Altvereinbarungen (z.B. Teilungserklärungen und Gemeinschaftsordnungen, und auch sonstige Vereinbarungen i.S.v. § 10 Abs. 1 S. 2, Abs. 2 und 3 WEG) gelten fort, wenn sie ausdrücklich bezwecken, unabhängig von einer Gesetzesänderung einen niedergelegten Standpunkt/eine niedergelegte Rechtsfolge zu zementieren. Dies klärt sich nach der Auslegungsregel in § 47 WEG: Im Zweifel gilt neues Recht (§ 47 S. 2 WEG).
Durch Auslegung der Vereinbarung muss sich also eine Änderungsabsicht im Hinblick auf den gesetzlichen Rechtszustand bei Errichtung der Vereinbarung ergeben (§ 47 S. 1 WEG).
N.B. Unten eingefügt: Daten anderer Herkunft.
PR #827, opened 2024-09-10
modify the API to use smart pointers to pave the way for the async

Presburger:
The async interface needs to hold the config object even after the API call has ended.

### DIFF
--- a/include/knowhere/index/index_node.h
+++ b/include/knowhere/index/index_node.h
@@ -60,11 +60,15 @@ class IndexNode : public Object {
      *
      * @note Indexes need to be ready to search after `Build` is called. TODO:@liliu-z DiskANN is an exception and need
      * to be revisited.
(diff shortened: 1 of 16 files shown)


Presburger:
issue: #829

include/knowhere/index/index_node.h
```diff
@@ -62,9 +62,9 @@ class IndexNode : public Object {
      * to be revisited.
      */
     virtual Status
-    Build(const DataSetPtr dataset, const Config& cfg) {
+    Build(const DataSetPtr dataset, std::shared_ptr<Config> cfg) {
```
alexanderguzhva, line 65: Please add comments to all methods on why it is needed to pass `Config` this way. It is clear from the description of this PR, but it not very clear without it. 
Please also explain why you pick `std::shared_ptr<>` or `std::unique_ptr<>` depending on a use case.

alexanderguzhva:
/lgtm 
overall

Wurde das seinerzeit geltende Gesetz nur „abgeschrieben”, so ist davon nicht auszugehen. Auch dann gilt neues Recht (AG Mettmann, Urt. v. 19.4.2021 – 26 C 1/21, juris Rn 15 und 21; AG Ludwigshafen, Beschl. v. 16.3.2021 – 2p C 37/21, juris Rn 24; AG Hamburg-St. Georg, Urt. v. 28.5.2021 – 980a C 1/21, ZMR 2021, 770).
Auslegung und Anwendung des § 47 WEG folgt diesen Leitlinien (dazu ausführlich: Dötsch/Schultzky/Zschieschack, a.a.O., Kapitel 16 Rn 4 ff.; Lehmann-Richter/Wobst, a.a.O., § 8 Rn 630; Falkner, Das Übergangsrecht des WEMoG, ZWE 2021, 149 ff.):
- Trifft das heutige WEG eine eigenständige Regelung?
- Weicht die Altvereinbarung vom heutigen WEG ab?
- Hat die Altvereinbarung den damals geltenden Gesetzestext nur übernommen (dem Sinne nach oder gar abgeschrieben)?
- Oder weicht sie vom alten Recht ab?
- Falls ja, entspricht die Vereinbarung dennoch der Absicht, die mit der neuen Rechtsetzung verfolgt wird – will sie z.B. die Erleichterungen schaffen, die mit dem neuen Recht ebenfalls umgesetzt werden? Dann gilt neues Recht.
- Oder widerspricht sie dieser Intention? Dann gilt die Altvereinbarung fort.
- Weicht sie nicht vom alten Recht ab, weil sie Regelungen zeigt, die im alten Recht nicht bestanden, die nun aber vom – jetzt geregelten – neuen Rechtsinhalten abweichen? Wenn ja, passt diese Regelung zum neuen Recht?
- Regelt die Vereinbarung Punkte, die im alten Recht geregelt waren, die aber nicht zum neuen Recht passen, weil systemfremd?
Häufig betroffen sind Fragen zur heute geltenden Einladungsfrist für Eigentümerversammlungen, zur Ausübung von Stimmrechten nach Kopfprinzip oder nach anderen Ansätzen (z.B. MEA), zu notwendigen Beschlussquoren und zur Gewichtung und Ausübung von Stimmrechten ebenso zu Fragen der Kostenverteilung.